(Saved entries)
_ _ _ _ _ _ _

PR #4171, opened 2026-04-14
workflows: is_connection_url detects aws hosts

DonHaul:
* ref: cern-sis/issues-inspire/issues/1441

### DIFF
--- a/workflows/tests/conftest.py
+++ b/workflows/tests/conftest.py
@@ -75,7 +75,7 @@ def s3_desy_env(request):
 @pytest.fixture(scope="class")
 def hep_env(request):
     test_dict = {
-        "AIRFLOW_CONN_S3_CONN": "aws://airflow:airflow-inspire@s3:9000/"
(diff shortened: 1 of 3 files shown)


workflows/tests/conftest.py
```diff
@@ -75,7 +75,7 @@ def s3_desy_env(request):
 @pytest.fixture(scope="class")
 def hep_env(request):
     test_dict = {
-        "AIRFLOW_CONN_S3_CONN": "aws://airflow:airflow-inspire@s3:9000/"
+        "AIRFLOW_CONN_S3_CONN": "aws://airflow:airflow-inspire@/"
```
ioannistsanaktsidis, line 78: is the @ in the end needed ?

ioannistsanaktsidis (commented):
just a clarification

workflows/tests/conftest.py
DonHaul: yes, it separates `user:pw` from `host:port` which dont exist in this case

ioannistsanaktsidis (approved):
LGTM

PR #4173, opened 2026-04-15
workflows: multiple exact matches

ioannistsanaktsidis:
* ref https://github.com/cern-sis/issues-inspire/issues/1453

Search results
Screenshot 2026-04-15 at 14 57 05

Detail
Screenshot 2026-04-15 at 14 57 10

### DIFF
--- a/workflows/dags/literature/hep_create_dag.py
+++ b/workflows/dags/literature/hep_create_dag.py
@@ -77,6 +77,7 @@ from include.utils.constants import (
     STATUS_APPROVAL_MERGE,
     STATUS_BLOCKED,
     STATUS_COMPLETED,
+    STATUS_ERROR_MULTIPLE_EXACT_MATCHES,
     STATUS_MISSING_SUBJECT_FIELDS,
     STATUS_RUNNING,
     TICKET_HEP_CURATION_CORE,
@@ -248,7 +249,7 @@ def hep_create_dag():
         )
         return True
 
-    @task.branch
+    @task.branch(on_failure_callback=None)
     def check_for_exact_matches(**context):
         workflow_id = context["params"]["workflow_id"]
         workflow_data = s3_store.read_workflow(workflow_id)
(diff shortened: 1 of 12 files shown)


workflows/dags/literature/hep_create_dag.py
```diff
@@ -262,6 +263,17 @@ def check_for_exact_matches(**context):
         matches = response.json()["matched_ids"]
 
         if len(matches) >= 2:
+            workflow_data["status"] = STATUS_ERROR_MULTIPLE_EXACT_MATCHES
+            workflow_data["matches"] = get_value(workflow_data, "matches", {}) or {}
+            workflow_data["matches"]["exact"] = matches
```
DonHaul, line 268: does it make sense to set this when there is only 1 match as well?
the line `workflow_data["matches"]["exact"] = matches`

workflows/dags/literature/hep_create_dag.py
```diff
@@ -248,7 +249,7 @@ def check_for_blocking_workflows(**context):
         )
         return True
 
-    @task.branch
+    @task.branch(on_failure_callback=None)
```
DonHaul, line 252: I would say we keep don't remove the callback, we make the test go to skip with `raise AirflowSkipException` instead of `raise AirflowException` . this way we still track erros

DonHaul (commented):
A few comments

workflows/dags/literature/hep_create_dag.py
ioannistsanaktsidis: Yes it makes sense for debugging purposes. Will put it!

workflows/dags/literature/hep_create_dag.py
ioannistsanaktsidis: From what I saw AirflowException works better for our case  at this moment. We can think of the branching out solution but sth to be considered in the future.

ioannistsanaktsidis:
@DonHaul comments addressed!

DonHaul (approved):
LGTM

PR #4176, opened 2026-04-16
Refactor tests - part 2

DonHaul:


DonHaul:
From 11mins to 7mins

workflows/tests/test_cds_literature_harvest.py
```diff
@@ -1,25 +1,33 @@
...
-@pytest.mark.usefixtures("_s3_store")
+
+@pytest.mark.usefixtures("hep_env")
 class TestCDSLiteratureHarvest:
+    dag = dagbag.get_dag("cds_literature_harvest_dag")
+
     @patch(
         "hooks.backoffice.workflow_management_hook.WorkflowManagementHook.post_workflow"
     )
     def test_process_records(self, mock_post_workflow):
```
ioannistsanaktsidis, line 19: there is a cassette for this test. Dont forget to delete it + whatever else needs deletion

ioannistsanaktsidis (changes requested):
Just the validation with the cassettes that need deletion

workflows/tests/test_cds_literature_harvest.py
DonHaul: test was missing `@pytest.mark.vcr` it was accessing cds live. fixed.
Some cassettes have been renamed / slightly modified, otherwise I dont think nothing needs to be deleted

ioannistsanaktsidis (approved):
LGTM 🥇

_ _ _ _ _ _ _

◆ **EXERCISE AIM**
Each entry above should be output again, precisely as given.

◆ **RESPONSE BOX**
PR #4171, opened 2026-04-14
workflows: is_connection_url detects aws hosts

DonHaul:
* ref: cern-sis/issues-inspire/issues/1441

### DIFF
--- a/workflows/tests/conftest.py
+++ b/workflows/tests/conftest.py
@@ -75,7 +75,7 @@ def s3_desy_env(request):
 @pytest.fixture(scope="class")
 def hep_env(request):
     test_dict = {
-        "AIRFLOW_CONN_S3_CONN": "aws://airflow:airflow-inspire@s3:9000/"
(diff shortened: 1 of 3 files shown)


workflows/tests/conftest.py
```diff
@@ -75,7 +75,7 @@ def s3_desy_env(request):
 @pytest.fixture(scope="class")
 def hep_env(request):
     test_dict = {
-        "AIRFLOW_CONN_S3_CONN": "aws://airflow:airflow-inspire@s3:9000/"
+        "AIRFLOW_CONN_S3_CONN": "aws://airflow:airflow-inspire@/"
```
ioannistsanaktsidis, line 78: is the @ in the end needed ?

ioannistsanaktsidis (commented):
just a clarification

workflows/tests/conftest.py
DonHaul: yes, it separates `user:pw` from `host:port` which dont exist in this case

ioannistsanaktsidis (approved):
LGTM

PR #4173, opened 2026-04-15
workflows: multiple exact matches

ioannistsanaktsidis:
* ref https://github.com/cern-sis/issues-inspire/issues/1453

Search results
Screenshot 2026-04-15 at 14 57 05

Detail
Screenshot 2026-04-15 at 14 57 10

### DIFF
--- a/workflows/dags/literature/hep_create_dag.py
+++ b/workflows/dags/literature/hep_create_dag.py
@@ -77,6 +77,7 @@ from include.utils.constants import (
     STATUS_APPROVAL_MERGE,
     STATUS_BLOCKED,
     STATUS_COMPLETED,
+    STATUS_ERROR_MULTIPLE_EXACT_MATCHES,
     STATUS_MISSING_SUBJECT_FIELDS,
     STATUS_RUNNING,
     TICKET_HEP_CURATION_CORE,
@@ -248,7 +249,7 @@ def hep_create_dag():
         )
         return True
 
-    @task.branch
+    @task.branch(on_failure_callback=None)
     def check_for_exact_matches(**context):
         workflow_id = context["params"]["workflow_id"]
         workflow_data = s3_store.read_workflow(workflow_id)
(diff shortened: 1 of 12 files shown)


workflows/dags/literature/hep_create_dag.py
```diff
@@ -262,6 +263,17 @@ def check_for_exact_matches(**context):
         matches = response.json()["matched_ids"]
 
         if len(matches) >= 2:
+            workflow_data["status"] = STATUS_ERROR_MULTIPLE_EXACT_MATCHES
+            workflow_data["matches"] = get_value(workflow_data, "matches", {}) or {}
+            workflow_data["matches"]["exact"] = matches
```
DonHaul, line 268: does it make sense to set this when there is only 1 match as well?
the line `workflow_data["matches"]["exact"] = matches`

workflows/dags/literature/hep_create_dag.py
```diff
@@ -248,7 +249,7 @@ def check_for_blocking_workflows(**context):
         )
         return True
 
-    @task.branch
+    @task.branch(on_failure_callback=None)
```
DonHaul, line 252: I would say we keep don't remove the callback, we make the test go to skip with `raise AirflowSkipException` instead of `raise AirflowException` . this way we still track erros

DonHaul (commented):
A few comments

workflows/dags/literature/hep_create_dag.py
ioannistsanaktsidis: Yes it makes sense for debugging purposes. Will put it!

workflows/dags/literature/hep_create_dag.py
ioannistsanaktsidis: From what I saw AirflowException works better for our case  at this moment. We can think of the branching out solution but sth to be considered in the future.

ioannistsanaktsidis:
@DonHaul comments addressed!

DonHaul (approved):
LGTM

PR #4176, opened 2026-04-16
Refactor tests - part 2

DonHaul:


DonHaul:
From 11mins to 7mins

workflows/tests/test_cds_literature_harvest.py
```diff
@@ -1,25 +1,33 @@
...
-@pytest.mark.usefixtures("_s3_store")
+
+@pytest.mark.usefixtures("hep_env")
 class TestCDSLiteratureHarvest:
+    dag = dagbag.get_dag("cds_literature_harvest_dag")
+
     @patch(
         "hooks.backoffice.workflow_management_hook.WorkflowManagementHook.post_workflow"
     )
     def test_process_records(self, mock_post_workflow):
```
ioannistsanaktsidis, line 19: there is a cassette for this test. Dont forget to delete it + whatever else needs deletion

ioannistsanaktsidis (changes requested):
Just the validation with the cassettes that need deletion

workflows/tests/test_cds_literature_harvest.py
DonHaul: test was missing `@pytest.mark.vcr` it was accessing cds live. fixed.
Some cassettes have been renamed / slightly modified, otherwise I dont think nothing needs to be deleted

ioannistsanaktsidis (approved):
LGTM 🥇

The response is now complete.